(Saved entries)
______

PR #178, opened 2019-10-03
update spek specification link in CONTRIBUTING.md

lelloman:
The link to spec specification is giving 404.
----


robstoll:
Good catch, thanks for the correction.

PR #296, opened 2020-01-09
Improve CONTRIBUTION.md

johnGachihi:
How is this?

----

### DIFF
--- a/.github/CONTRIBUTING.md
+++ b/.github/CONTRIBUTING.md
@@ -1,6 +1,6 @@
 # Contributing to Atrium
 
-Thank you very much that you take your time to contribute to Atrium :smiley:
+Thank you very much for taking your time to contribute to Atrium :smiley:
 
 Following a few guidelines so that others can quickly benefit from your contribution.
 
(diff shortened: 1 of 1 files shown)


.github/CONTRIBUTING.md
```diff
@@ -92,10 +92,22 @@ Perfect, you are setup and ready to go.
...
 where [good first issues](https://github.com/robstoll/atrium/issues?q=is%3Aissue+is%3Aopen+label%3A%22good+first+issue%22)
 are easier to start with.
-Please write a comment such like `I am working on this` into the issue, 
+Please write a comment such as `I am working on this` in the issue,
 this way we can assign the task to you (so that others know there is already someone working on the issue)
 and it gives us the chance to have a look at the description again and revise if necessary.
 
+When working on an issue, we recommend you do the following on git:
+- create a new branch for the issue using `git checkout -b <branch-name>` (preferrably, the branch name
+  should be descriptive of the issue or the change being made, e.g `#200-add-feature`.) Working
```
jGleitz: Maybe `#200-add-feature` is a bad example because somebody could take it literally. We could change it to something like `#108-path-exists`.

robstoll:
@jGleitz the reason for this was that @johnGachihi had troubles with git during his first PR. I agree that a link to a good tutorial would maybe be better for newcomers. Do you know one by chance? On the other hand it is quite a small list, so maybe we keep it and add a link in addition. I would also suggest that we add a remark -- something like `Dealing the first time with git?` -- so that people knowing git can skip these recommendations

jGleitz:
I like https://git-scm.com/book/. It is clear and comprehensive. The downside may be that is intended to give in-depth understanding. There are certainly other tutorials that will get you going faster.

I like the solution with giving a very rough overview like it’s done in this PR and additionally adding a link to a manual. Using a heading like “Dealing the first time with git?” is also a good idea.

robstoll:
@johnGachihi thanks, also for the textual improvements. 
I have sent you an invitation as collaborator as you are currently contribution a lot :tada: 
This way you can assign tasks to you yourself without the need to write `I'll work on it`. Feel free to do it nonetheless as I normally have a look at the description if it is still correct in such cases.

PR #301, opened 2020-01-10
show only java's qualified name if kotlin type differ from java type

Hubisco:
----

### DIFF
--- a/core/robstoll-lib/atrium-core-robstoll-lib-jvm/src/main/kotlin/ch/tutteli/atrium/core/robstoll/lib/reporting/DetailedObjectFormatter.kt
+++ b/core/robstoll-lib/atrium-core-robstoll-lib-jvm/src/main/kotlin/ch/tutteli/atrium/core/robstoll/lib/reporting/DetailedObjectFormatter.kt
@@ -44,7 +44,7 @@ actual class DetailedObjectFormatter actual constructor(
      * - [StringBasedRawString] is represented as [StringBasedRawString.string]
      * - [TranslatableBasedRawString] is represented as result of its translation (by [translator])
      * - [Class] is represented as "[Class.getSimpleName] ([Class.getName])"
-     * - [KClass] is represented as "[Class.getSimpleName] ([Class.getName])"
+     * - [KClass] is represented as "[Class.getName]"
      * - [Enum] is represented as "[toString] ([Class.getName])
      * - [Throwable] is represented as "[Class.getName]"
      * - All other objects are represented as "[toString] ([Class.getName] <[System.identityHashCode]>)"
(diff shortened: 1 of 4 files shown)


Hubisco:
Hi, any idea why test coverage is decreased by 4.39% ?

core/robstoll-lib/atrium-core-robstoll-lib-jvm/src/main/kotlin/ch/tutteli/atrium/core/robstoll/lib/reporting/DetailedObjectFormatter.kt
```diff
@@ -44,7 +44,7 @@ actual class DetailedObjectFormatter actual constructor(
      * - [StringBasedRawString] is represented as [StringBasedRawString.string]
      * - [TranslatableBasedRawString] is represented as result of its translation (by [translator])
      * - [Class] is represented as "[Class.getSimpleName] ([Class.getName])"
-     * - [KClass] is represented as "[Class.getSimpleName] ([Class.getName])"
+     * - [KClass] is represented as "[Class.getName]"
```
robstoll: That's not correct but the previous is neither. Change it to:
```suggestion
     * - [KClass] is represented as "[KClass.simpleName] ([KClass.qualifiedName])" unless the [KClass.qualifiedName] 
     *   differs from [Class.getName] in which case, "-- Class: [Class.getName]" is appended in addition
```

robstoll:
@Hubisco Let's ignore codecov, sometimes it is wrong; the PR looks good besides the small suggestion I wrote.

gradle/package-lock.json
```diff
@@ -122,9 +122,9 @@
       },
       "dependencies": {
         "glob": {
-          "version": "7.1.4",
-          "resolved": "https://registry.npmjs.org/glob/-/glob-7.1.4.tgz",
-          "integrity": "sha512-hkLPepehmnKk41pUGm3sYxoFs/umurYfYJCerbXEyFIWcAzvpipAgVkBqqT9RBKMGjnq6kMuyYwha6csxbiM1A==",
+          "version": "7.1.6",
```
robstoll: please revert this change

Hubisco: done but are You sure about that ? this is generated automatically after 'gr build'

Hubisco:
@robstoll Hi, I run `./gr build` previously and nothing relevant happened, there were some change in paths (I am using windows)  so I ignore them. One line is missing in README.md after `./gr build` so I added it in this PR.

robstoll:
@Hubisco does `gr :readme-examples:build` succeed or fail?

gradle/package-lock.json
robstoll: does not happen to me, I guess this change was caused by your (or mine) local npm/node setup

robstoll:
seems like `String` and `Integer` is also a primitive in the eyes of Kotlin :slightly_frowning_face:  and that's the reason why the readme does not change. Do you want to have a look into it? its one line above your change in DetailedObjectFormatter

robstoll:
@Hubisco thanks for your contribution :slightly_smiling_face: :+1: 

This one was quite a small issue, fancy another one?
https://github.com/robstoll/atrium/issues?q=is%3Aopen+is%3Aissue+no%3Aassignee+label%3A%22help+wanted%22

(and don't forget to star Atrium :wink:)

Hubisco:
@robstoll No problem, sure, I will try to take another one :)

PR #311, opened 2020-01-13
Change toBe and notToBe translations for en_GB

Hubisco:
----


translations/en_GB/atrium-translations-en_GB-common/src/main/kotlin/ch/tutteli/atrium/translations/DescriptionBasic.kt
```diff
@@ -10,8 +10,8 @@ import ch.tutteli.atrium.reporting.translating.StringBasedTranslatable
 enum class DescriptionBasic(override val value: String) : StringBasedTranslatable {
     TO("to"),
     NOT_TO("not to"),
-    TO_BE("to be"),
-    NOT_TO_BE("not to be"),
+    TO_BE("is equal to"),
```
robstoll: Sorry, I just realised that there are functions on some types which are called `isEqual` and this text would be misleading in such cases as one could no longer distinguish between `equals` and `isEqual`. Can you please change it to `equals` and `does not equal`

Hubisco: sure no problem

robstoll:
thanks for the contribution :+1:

______

TRY IT:
Provide a faithful, complete copy of the entries above.

WRITTEN ANSWER:
PR #178, opened 2019-10-03
update spek specification link in CONTRIBUTING.md

lelloman:
The link to spec specification is giving 404.
----


robstoll:
Good catch, thanks for the correction.

PR #296, opened 2020-01-09
Improve CONTRIBUTION.md

johnGachihi:
How is this?

----

### DIFF
--- a/.github/CONTRIBUTING.md
+++ b/.github/CONTRIBUTING.md
@@ -1,6 +1,6 @@
 # Contributing to Atrium
 
-Thank you very much that you take your time to contribute to Atrium :smiley:
+Thank you very much for taking your time to contribute to Atrium :smiley:
 
 Following a few guidelines so that others can quickly benefit from your contribution.
 
(diff shortened: 1 of 1 files shown)


.github/CONTRIBUTING.md
```diff
@@ -92,10 +92,22 @@ Perfect, you are setup and ready to go.
...
 where [good first issues](https://github.com/robstoll/atrium/issues?q=is%3Aissue+is%3Aopen+label%3A%22good+first+issue%22)
 are easier to start with.
-Please write a comment such like `I am working on this` into the issue, 
+Please write a comment such as `I am working on this` in the issue,
 this way we can assign the task to you (so that others know there is already someone working on the issue)
 and it gives us the chance to have a look at the description again and revise if necessary.
 
+When working on an issue, we recommend you do the following on git:
+- create a new branch for the issue using `git checkout -b <branch-name>` (preferrably, the branch name
+  should be descriptive of the issue or the change being made, e.g `#200-add-feature`.) Working
```
jGleitz: Maybe `#200-add-feature` is a bad example because somebody could take it literally. We could change it to something like `#108-path-exists`.

robstoll:
@jGleitz the reason for this was that @johnGachihi had troubles with git during his first PR. I agree that a link to a good tutorial would maybe be better for newcomers. Do you know one by chance? On the other hand it is quite a small list, so maybe we keep it and add a link in addition. I would also suggest that we add a remark -- something like `Dealing the first time with git?` -- so that people knowing git can skip these recommendations

jGleitz:
I like https://git-scm.com/book/. It is clear and comprehensive. The downside may be that is intended to give in-depth understanding. There are certainly other tutorials that will get you going faster.

I like the solution with giving a very rough overview like it’s done in this PR and additionally adding a link to a manual. Using a heading like “Dealing the first time with git?” is also a good idea.

robstoll:
@johnGachihi thanks, also for the textual improvements. 
I have sent you an invitation as collaborator as you are currently contribution a lot :tada: 
This way you can assign tasks to you yourself without the need to write `I'll work on it`. Feel free to do it nonetheless as I normally have a look at the description if it is still correct in such cases.

PR #301, opened 2020-01-10
show only java's qualified name if kotlin type differ from java type

Hubisco:
----

### DIFF
--- a/core/robstoll-lib/atrium-core-robstoll-lib-jvm/src/main/kotlin/ch/tutteli/atrium/core/robstoll/lib/reporting/DetailedObjectFormatter.kt
+++ b/core/robstoll-lib/atrium-core-robstoll-lib-jvm/src/main/kotlin/ch/tutteli/atrium/core/robstoll/lib/reporting/DetailedObjectFormatter.kt
@@ -44,7 +44,7 @@ actual class DetailedObjectFormatter actual constructor(
      * - [StringBasedRawString] is represented as [StringBasedRawString.string]
      * - [TranslatableBasedRawString] is represented as result of its translation (by [translator])
      * - [Class] is represented as "[Class.getSimpleName] ([Class.getName])"
-     * - [KClass] is represented as "[Class.getSimpleName] ([Class.getName])"
+     * - [KClass] is represented as "[Class.getName]"
      * - [Enum] is represented as "[toString] ([Class.getName])
      * - [Throwable] is represented as "[Class.getName]"
      * - All other objects are represented as "[toString] ([Class.getName] <[System.identityHashCode]>)"
(diff shortened: 1 of 4 files shown)


Hubisco:
Hi, any idea why test coverage is decreased by 4.39% ?

core/robstoll-lib/atrium-core-robstoll-lib-jvm/src/main/kotlin/ch/tutteli/atrium/core/robstoll/lib/reporting/DetailedObjectFormatter.kt
```diff
@@ -44,7 +44,7 @@ actual class DetailedObjectFormatter actual constructor(
      * - [StringBasedRawString] is represented as [StringBasedRawString.string]
      * - [TranslatableBasedRawString] is represented as result of its translation (by [translator])
      * - [Class] is represented as "[Class.getSimpleName] ([Class.getName])"
-     * - [KClass] is represented as "[Class.getSimpleName] ([Class.getName])"
+     * - [KClass] is represented as "[Class.getName]"
```
robstoll: That's not correct but the previous is neither. Change it to:
```suggestion
     * - [KClass] is represented as "[KClass.simpleName] ([KClass.qualifiedName])" unless the [KClass.qualifiedName] 
     *   differs from [Class.getName] in which case, "-- Class: [Class.getName]" is appended in addition
```

robstoll:
@Hubisco Let's ignore codecov, sometimes it is wrong; the PR looks good besides the small suggestion I wrote.

gradle/package-lock.json
```diff
@@ -122,9 +122,9 @@
       },
       "dependencies": {
         "glob": {
-          "version": "7.1.4",
-          "resolved": "https://registry.npmjs.org/glob/-/glob-7.1.4.tgz",
-          "integrity": "sha512-hkLPepehmnKk41pUGm3sYxoFs/umurYfYJCerbXEyFIWcAzvpipAgVkBqqT9RBKMGjnq6kMuyYwha6csxbiM1A==",
+          "version": "7.1.6",
```
robstoll: please revert this change

Hubisco: done but are You sure about that ? this is generated automatically after 'gr build'

Hubisco:
@robstoll Hi, I run `./gr build` previously and nothing relevant happened, there were some change in paths (I am using windows)  so I ignore them. One line is missing in README.md after `./gr build` so I added it in this PR.

robstoll:
@Hubisco does `gr :readme-examples:build` succeed or fail?

gradle/package-lock.json
robstoll: does not happen to me, I guess this change was caused by your (or mine) local npm/node setup

robstoll:
seems like `String` and `Integer` is also a primitive in the eyes of Kotlin :slightly_frowning_face:  and that's the reason why the readme does not change. Do you want to have a look into it? its one line above your change in DetailedObjectFormatter

robstoll:
@Hubisco thanks for your contribution :slightly_smiling_face: :+1: 

This one was quite a small issue, fancy another one?
https://github.com/robstoll/atrium/issues?q=is%3Aopen+is%3Aissue+no%3Aassignee+label%3A%22help+wanted%22

(and don't forget to star Atrium :wink:)

Hubisco:
@robstoll No problem, sure, I will try to take another one :)

PR #311, opened 2020-01-13
Change toBe and notToBe translations for en_GB

Hubisco:
----


translations/en_GB/atrium-translations-en_GB-common/src/main/kotlin/ch/tutteli/atrium/translations/DescriptionBasic.kt
```diff
@@ -10,8 +10,8 @@ import ch.tutteli.atrium.reporting.translating.StringBasedTranslatable
 enum class DescriptionBasic(override val value: String) : StringBasedTranslatable {
     TO("to"),
     NOT_TO("not to"),
-    TO_BE("to be"),
-    NOT_TO_BE("not to be"),
+    TO_BE("is equal to"),
```
robstoll: Sorry, I just realised that there are functions on some types which are called `isEqual` and this text would be misleading in such cases as one could no longer distinguish between `equals` and `isEqual`. Can you please change it to `equals` and `does not equal`

Hubisco: sure no problem

robstoll:
thanks for the contribution :+1:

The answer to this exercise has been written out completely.